Healthy Travels
Thursday, May 24, 2012 at 9:53PM
Stella Galichia in Health Tips, Travel Health Tips, galichia, health, heart, tips, travel

Many of us find it easy to settle into our routine when we are at home or at work. However, what about when we are on vacation, especially in the summer? Part of he wonderful experience of being on vacation is to break routine, and give ourselves a refreshing new look at different surroundings. There are some things that will keep you safe and healthy despite the changes in scenery. Some are so crucial to your health they should be incorporated into your daily life as well.


The classic road trip in the car is iconic, films, movies, and songs have all immortalized the joys and anguish of being on the road. Even with high gas prices, Americans have a passion for exploring that takes us to the highways and byways in droves. There are basic rules, however, that will keep you and your family safer on the journeys.

I am an enormous advocate of seatbelts. Not only is it the law to wear them, but I have seen people on both sides of accidents survive and recover faster after an accident if they wear them. Children and pets should also always be buckled in.

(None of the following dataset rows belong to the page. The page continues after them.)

PR #3516, opened 2024-03-27
Extract EIA923 energy storage table

### LINKED ISSUE #3512: Compile column maps and other required metadata for the EIA923 energy storage operations table (exists in 2014-2023 data)

### LINKED ISSUE #3513: Extract EIA923 energy storage operations into a `raw_eia923__energy_storage` asset

aesharpe:
# Overview

Closes #3512 and closes #3513 

* Extracted the EIA923 Energy Storage tables that are archived but not yet integrated into PUDL

What did you change?

* Mapped all the extraction metadata for the operating and retired/canceled eia923 energy storage tables
* The `energy_storage` table was already in some of the mapping spreadsheets but not correctly, so I updated those values.

Notes/Question:

* It feels too soon to update the release notes seeing as we will do the rest of the integration tasks so soon.

# Testing

```[tasklist]
# To-do list
- [x] Run the `debug-column-mapping` notebook
```


src/pudl/package_data/eia923/column_maps/energy_storage.csv
```diff
@@ -0,0 +1,71 @@
+﻿year_index,2014,2015,2016,2017,2018,2019,2020,2021,2022,2023
+plant_id_eia,plant_id,plant_id,plant_id,plant_id,plant_id,plant_id,plant_id,plant_id,plant_id,plant_id
+is_combined_heat_power,combined_heat_and_power_plant,combined_heat_and_power_plant,combined_heat_and_power_plant,combined_heat_and_power_plant,combined_heat_and_power_plant,combined_heat_and_power_plant,combined_heat_and_power_plant,combined_heat_and_power_plant,combined_heat_and_power_plant,combined_heat_and_power_plant
```
aesharpe, line 3: I mention this in #3512, but this column shows up in other tables as just `combined_heat_power`. Based on how we've treated booleans in the previous table updates I think it makes sense for this to have the `is_` prefix. 

If you agree, I'll update it in the other table as well.

src/pudl/package_data/eia923/column_maps/energy_storage.csv
```diff
@@ -0,0 +1,71 @@
...
+electric_fuel_consumption_quantity,electric_fuel_consumption_quantity,electric_fuel_consumption_quantity,electric_fuel_consumption_quantity,electric_fuel_consumption_quantity,electric_fuel_consumption_quantity,electric_fuel_consumption_quantity,electric_fuel_consumption_quantity,electric_fuel_consumption_quantity,electric_fuel_consumption_quantity,electric_fuel_consumption_quantity
+gross_generation_mwh,gross_generation_megawatthours,gross_generation_megawatthours,gross_generation_megawatthours,gross_generation_megawatthours,gross_generation_megawatthours,gross_generation_megawatthours,gross_generation_megawatthours,gross_generation_megawatthours,gross_generation_megawatthours,gross_generation_megawatthours
+net_generation_mwh,net_generation_megawatthours,net_generation_megawatthours,net_generation_megawatthours,net_generation_megawatthours,net_generation_megawatthours,net_generation_megawatthours,net_generation_megawatthours,net_generation_megawatthours,net_generation_megawatthours,net_generation_megawatthours
```
aesharpe, line 70: I mention this in #3512, but the `generation_fuel` table contains this same column with `megawatthours` written out instead of abbreviated. I think it should be abbreviated in both.

If you agree, I'll go ahead and change it in the `generation_fuel` table.

src/pudl/package_data/eia923/column_maps/energy_storage.csv
cmgosnell: yes i think that makes sense! although iirc there are several hard-coded column names in the transform step  and in the harvestable entity columns so if you change it be sure to make sure you go track down all of the threads. (also there are many boolean columns that don't conform w/ the `is_` prefix in other EIA tables... i'd love to change em all but that feels very oos for this)

src/pudl/package_data/eia923/column_maps/energy_storage.csv
cmgosnell: the `net_generation_megawatthours` is a weird holdover. the column is immediately dropped in `_core_eia_923__generation_fuel_eia923`. in both these tables, this column is the total for the whole year, where the `net_generation_mwh_{month}` is the monthly data. we convert the monthly columns into the mwh column via [_yearly_to_monthly_records](https://github.com/catalyst-cooperative/pudl/blob/b57dfad8cb7427815656e0bfb90d35bae012fc26/src/pudl/transform/eia923.py#L386).

I think if you name this `net_generation_mwh` I think it'll junk up the yearly to monthly process. Maybe we should name this `net_generation_mwh_total`? But regardless this guy is gonna be dropped.

cmgosnell (changes requested):
this looks grand! your two column name comments have follow-up requests but everything else looks great. I ran the extractor it all looked good to me

src/pudl/package_data/eia923/column_maps/energy_storage.csv
aesharpe: Yeah, I figure for now we should just fix 'em as they come up

aesharpe: It looks like there is a field called `associated_combined_heat_power` in the EIA860 generator tables. This field feels very similar, the only difference being that the EIA860 tables are reported at the `generator_id` level and the EIA923 tables are reported at the `plant_id_eia` level. This makes sense because generators are *associated* with combined heat and power power plants whereas plants *are* combined heat and power. I'm wondering if we should give these columns the same name.

aesharpe: Huh, it also seems like the `combined_heat_power` field doesn't get passed from the raw table to any of the transformed `generation_fuel` tables in PUDL. Not sure what to make of that.

src/pudl/package_data/eia923/column_maps/energy_storage.csv
aesharpe: Ok I like the idea of `mwh_total`. Do we vet the sum of the months with the total at all or do we just drop the total in favor of the summed months?

src/pudl/package_data/eia923/column_maps/generation_fuel.csv
```diff
@@ -93,6 +93,6 @@ total_fuel_consumption_quantity,total_fuel_consumption_quantity,total_fuel_consu
...
+net_generation_mwh_total,net_generation_megawatthours,net_generation_megawatthours,net_generation_megawatthours,net_generation_megawatthours,net_generation_megawatthours,net_generation_megawatthours,net_generation_megawatthours,net_generation_megawatthours,net_generation_megawatthours,net_generation_megawatthours,net_generation_megawatthours,net_generation_megawatthours,net_generation_megawatthours,net_generation_megawatthours,net_generation_megawatthours,net_generation_megawatthours,net_generation_megawatthours,net_generation_megawatthours,net_generation_megawatthours,net_generation_megawatthours,net_generation_megawatthours,net_generation_megawatthours,net_generation_megawatthours
```
zaneselvans, line 96: We're not actually keeping this column in the end, right?  If we are, I think the units should be the last part of the name. based on how we've named other columns and [our naming conventions](https://catalystcoop-pudl.readthedocs.io/en/nightly/dev/naming_conventions.html#columns-and-field-names)

> Append units to field names where applicable (e.g. net_generation_mwh). This includes “per unit” signifiers (e.g. _pct for percent, _ppm for parts per million, or a generic _per_unit when the type of unit varies, as in columns containing a heterogeneous collection of fuels)

src/pudl/package_data/eia923/column_maps/energy_storage.csv
cmgosnell: we do not use the total column to check the monthly data. it would be a good idea overall but we definitely drop the annual total. checking would be good but oos for this for sure.

src/pudl/package_data/eia923/column_maps/energy_storage.csv
cmgosnell: it looks like it was renamed to `associated_combined_heat_power` at some point and the column from generation_fuel never got renamed. I think that's a fine name all in all and will be minimally invasive to name this new column `associated_combined_heat_power` and fix the gen fuel name

src/pudl/package_data/eia923/column_maps/generation_fuel.csv
cmgosnell: we are not keeping this column. but your right our conventions would imply `total_net_generation_mwh`. i think that makes sense.

src/pudl/package_data/eia923/column_maps/energy_storage.csv
aesharpe: agreed! good to know though

src/pudl/package_data/eia923/column_maps/generation_fuel.csv
aesharpe: just going to flag that we should also hypothetically convert all of the columns that say `net_generation_mwh_<MONTH>` by that same logic, but def OOS for this project (also they get combined into `net_generation_mwh` anyways.

For now I will change the column to `total_net_generation_mwh`

cmgosnell (approved):
looks good!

If you are traveling in the car with small children, keep healthy snacks handy (like carrot sticks or apples), and everyone should drink plenty of water. Staying hydrated on the road is incredibly important – and I mean water, not coffee, sodas, or energy drinks. Anything with caffeine can affect you in ways you may not recognize at first, and put you in danger of accidents.

For people in the car with kids, the elderly, or pets, I always suggest taking breaks every two hours. Walking or stretching before resuming the drive helps keep circulation moving, preventing fatigue. If a patient has a history of heart failure or DVT, I suggest stopping every hour. This is also a good time to check in with the other passengers, get a snack, and see how your body is handling the drive. Never, not even for a moment, leave a child in the car alone, especially on high-temperature days. Their constitutions are such that they need extra care in the heat.

Much of what we call “road rage,” is a reaction (or over-reaction) to stress. In order to reduce stress levels on the road, try preparing as far in advance as possible. Have the car checked out before a long drive, make sure the windshield wipers work well, and bring glasses or contacts if you wear them. Many accidents are due to driver fatigue, so be sure to rest well the night before the trip, and avoid alcohol. Another excellent use of modern technology: be sure to have detailed road maps to help plan the vacation that include directions and places to stop along the way. 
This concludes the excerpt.